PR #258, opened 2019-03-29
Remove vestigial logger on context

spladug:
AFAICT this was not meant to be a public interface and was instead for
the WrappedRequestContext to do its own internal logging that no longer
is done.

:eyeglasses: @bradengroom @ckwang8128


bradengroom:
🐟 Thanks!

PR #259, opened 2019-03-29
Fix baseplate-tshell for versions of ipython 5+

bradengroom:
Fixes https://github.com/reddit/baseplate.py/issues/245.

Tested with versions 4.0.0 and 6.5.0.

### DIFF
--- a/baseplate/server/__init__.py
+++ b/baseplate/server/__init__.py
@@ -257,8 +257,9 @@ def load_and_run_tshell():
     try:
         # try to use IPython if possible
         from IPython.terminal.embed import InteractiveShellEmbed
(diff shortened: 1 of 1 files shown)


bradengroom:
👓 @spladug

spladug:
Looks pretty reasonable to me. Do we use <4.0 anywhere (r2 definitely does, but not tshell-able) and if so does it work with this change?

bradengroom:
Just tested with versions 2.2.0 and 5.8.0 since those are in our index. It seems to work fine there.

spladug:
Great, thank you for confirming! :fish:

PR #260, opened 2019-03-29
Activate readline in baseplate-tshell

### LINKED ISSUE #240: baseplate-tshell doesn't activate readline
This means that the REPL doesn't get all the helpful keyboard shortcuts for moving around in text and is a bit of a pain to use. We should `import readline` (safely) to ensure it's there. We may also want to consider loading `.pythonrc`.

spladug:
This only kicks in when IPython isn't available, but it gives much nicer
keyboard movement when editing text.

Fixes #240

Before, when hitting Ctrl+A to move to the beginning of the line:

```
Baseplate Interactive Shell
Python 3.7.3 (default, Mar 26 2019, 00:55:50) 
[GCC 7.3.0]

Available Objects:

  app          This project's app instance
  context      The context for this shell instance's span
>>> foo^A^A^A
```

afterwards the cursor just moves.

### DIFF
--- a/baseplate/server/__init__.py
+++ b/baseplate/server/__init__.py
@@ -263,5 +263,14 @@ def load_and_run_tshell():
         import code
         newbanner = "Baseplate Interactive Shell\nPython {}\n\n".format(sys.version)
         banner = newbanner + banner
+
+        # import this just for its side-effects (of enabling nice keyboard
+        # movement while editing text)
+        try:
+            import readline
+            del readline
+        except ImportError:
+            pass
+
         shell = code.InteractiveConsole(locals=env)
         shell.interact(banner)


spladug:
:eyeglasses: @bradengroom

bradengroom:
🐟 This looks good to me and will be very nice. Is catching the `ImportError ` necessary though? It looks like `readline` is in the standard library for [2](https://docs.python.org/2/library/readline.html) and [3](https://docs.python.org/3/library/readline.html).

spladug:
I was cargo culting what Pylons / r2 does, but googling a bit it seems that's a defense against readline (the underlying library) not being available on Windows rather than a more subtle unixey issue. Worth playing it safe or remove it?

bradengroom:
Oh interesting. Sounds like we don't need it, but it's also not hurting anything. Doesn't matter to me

☆ ☆ ☆

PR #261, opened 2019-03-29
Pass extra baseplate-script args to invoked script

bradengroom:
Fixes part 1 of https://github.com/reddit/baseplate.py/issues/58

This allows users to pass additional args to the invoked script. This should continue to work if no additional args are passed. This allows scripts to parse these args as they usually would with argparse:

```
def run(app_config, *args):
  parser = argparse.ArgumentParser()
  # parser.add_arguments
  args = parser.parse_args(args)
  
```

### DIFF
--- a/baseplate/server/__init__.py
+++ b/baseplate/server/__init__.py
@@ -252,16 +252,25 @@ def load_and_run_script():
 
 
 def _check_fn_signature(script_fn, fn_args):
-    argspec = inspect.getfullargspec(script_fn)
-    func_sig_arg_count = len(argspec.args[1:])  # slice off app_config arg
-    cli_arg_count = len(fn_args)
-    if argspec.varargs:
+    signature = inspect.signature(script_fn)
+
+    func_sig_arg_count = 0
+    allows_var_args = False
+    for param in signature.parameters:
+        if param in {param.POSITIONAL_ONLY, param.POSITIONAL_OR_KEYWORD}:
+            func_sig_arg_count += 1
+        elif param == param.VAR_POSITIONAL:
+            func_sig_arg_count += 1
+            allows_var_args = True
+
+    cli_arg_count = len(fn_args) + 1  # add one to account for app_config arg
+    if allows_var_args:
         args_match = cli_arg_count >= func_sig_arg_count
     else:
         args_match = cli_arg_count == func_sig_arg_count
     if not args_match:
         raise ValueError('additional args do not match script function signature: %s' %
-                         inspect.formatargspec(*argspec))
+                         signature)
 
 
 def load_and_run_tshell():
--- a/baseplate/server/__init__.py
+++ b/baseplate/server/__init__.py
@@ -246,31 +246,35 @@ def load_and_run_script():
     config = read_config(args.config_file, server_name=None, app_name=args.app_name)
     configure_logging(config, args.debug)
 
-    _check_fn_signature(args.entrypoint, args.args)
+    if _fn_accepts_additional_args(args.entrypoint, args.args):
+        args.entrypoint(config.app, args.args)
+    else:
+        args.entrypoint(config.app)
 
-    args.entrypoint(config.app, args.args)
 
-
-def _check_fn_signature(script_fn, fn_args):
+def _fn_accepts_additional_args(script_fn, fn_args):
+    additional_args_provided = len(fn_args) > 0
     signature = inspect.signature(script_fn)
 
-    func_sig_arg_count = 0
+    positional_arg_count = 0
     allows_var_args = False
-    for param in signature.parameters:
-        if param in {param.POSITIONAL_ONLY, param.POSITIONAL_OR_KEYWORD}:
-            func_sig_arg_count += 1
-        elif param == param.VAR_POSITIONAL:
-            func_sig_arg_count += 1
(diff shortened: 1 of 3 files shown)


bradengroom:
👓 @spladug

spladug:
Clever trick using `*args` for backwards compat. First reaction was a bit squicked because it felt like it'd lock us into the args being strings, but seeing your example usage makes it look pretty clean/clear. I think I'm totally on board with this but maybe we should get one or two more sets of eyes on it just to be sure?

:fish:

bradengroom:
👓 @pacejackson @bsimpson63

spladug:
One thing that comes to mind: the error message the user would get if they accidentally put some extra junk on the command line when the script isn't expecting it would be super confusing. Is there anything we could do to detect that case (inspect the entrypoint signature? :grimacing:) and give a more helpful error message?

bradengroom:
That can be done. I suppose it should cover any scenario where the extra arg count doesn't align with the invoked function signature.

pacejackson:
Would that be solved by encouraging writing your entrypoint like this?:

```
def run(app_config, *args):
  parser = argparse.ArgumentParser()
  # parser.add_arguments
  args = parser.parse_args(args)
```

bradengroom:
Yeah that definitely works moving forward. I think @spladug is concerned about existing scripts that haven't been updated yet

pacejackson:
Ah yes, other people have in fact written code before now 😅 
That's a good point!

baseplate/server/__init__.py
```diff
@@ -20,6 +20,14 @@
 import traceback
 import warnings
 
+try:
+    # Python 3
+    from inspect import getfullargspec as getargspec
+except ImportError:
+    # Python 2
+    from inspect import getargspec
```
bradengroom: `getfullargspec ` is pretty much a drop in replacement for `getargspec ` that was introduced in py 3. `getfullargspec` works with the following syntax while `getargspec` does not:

☆ ☆ ☆

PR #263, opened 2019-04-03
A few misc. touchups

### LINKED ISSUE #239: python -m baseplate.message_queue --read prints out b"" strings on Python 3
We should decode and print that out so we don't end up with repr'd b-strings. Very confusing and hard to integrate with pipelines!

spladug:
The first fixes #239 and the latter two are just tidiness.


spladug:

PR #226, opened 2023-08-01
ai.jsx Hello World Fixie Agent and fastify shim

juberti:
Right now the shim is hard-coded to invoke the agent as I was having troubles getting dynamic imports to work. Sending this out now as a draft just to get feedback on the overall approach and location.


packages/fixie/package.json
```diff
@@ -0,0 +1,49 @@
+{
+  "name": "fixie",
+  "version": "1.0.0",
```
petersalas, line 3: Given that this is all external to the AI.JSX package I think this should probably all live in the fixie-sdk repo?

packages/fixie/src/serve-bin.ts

☆ ☆ ☆

TRY IT: Using the records above, copy word for word the line with "PR #258, opened 2019-03-29", the line with "PR #260, opened 2019-03-29", and every line between them.

WRITTEN RESPONSE:
PR #258, opened 2019-03-29
Remove vestigial logger on context

spladug:
AFAICT this was not meant to be a public interface and was instead for
the WrappedRequestContext to do its own internal logging that no longer
is done.

:eyeglasses: @bradengroom @ckwang8128


bradengroom:
🐟 Thanks!

PR #259, opened 2019-03-29
Fix baseplate-tshell for versions of ipython 5+

bradengroom:
Fixes https://github.com/reddit/baseplate.py/issues/245.

Tested with versions 4.0.0 and 6.5.0.

### DIFF
--- a/baseplate/server/__init__.py
+++ b/baseplate/server/__init__.py
@@ -257,8 +257,9 @@ def load_and_run_tshell():
     try:
         # try to use IPython if possible
         from IPython.terminal.embed import InteractiveShellEmbed
(diff shortened: 1 of 1 files shown)


bradengroom:
👓 @spladug

spladug:
Looks pretty reasonable to me. Do we use <4.0 anywhere (r2 definitely does, but not tshell-able) and if so does it work with this change?

bradengroom:
Just tested with versions 2.2.0 and 5.8.0 since those are in our index. It seems to work fine there.

spladug:
Great, thank you for confirming! :fish:

PR #260, opened 2019-03-29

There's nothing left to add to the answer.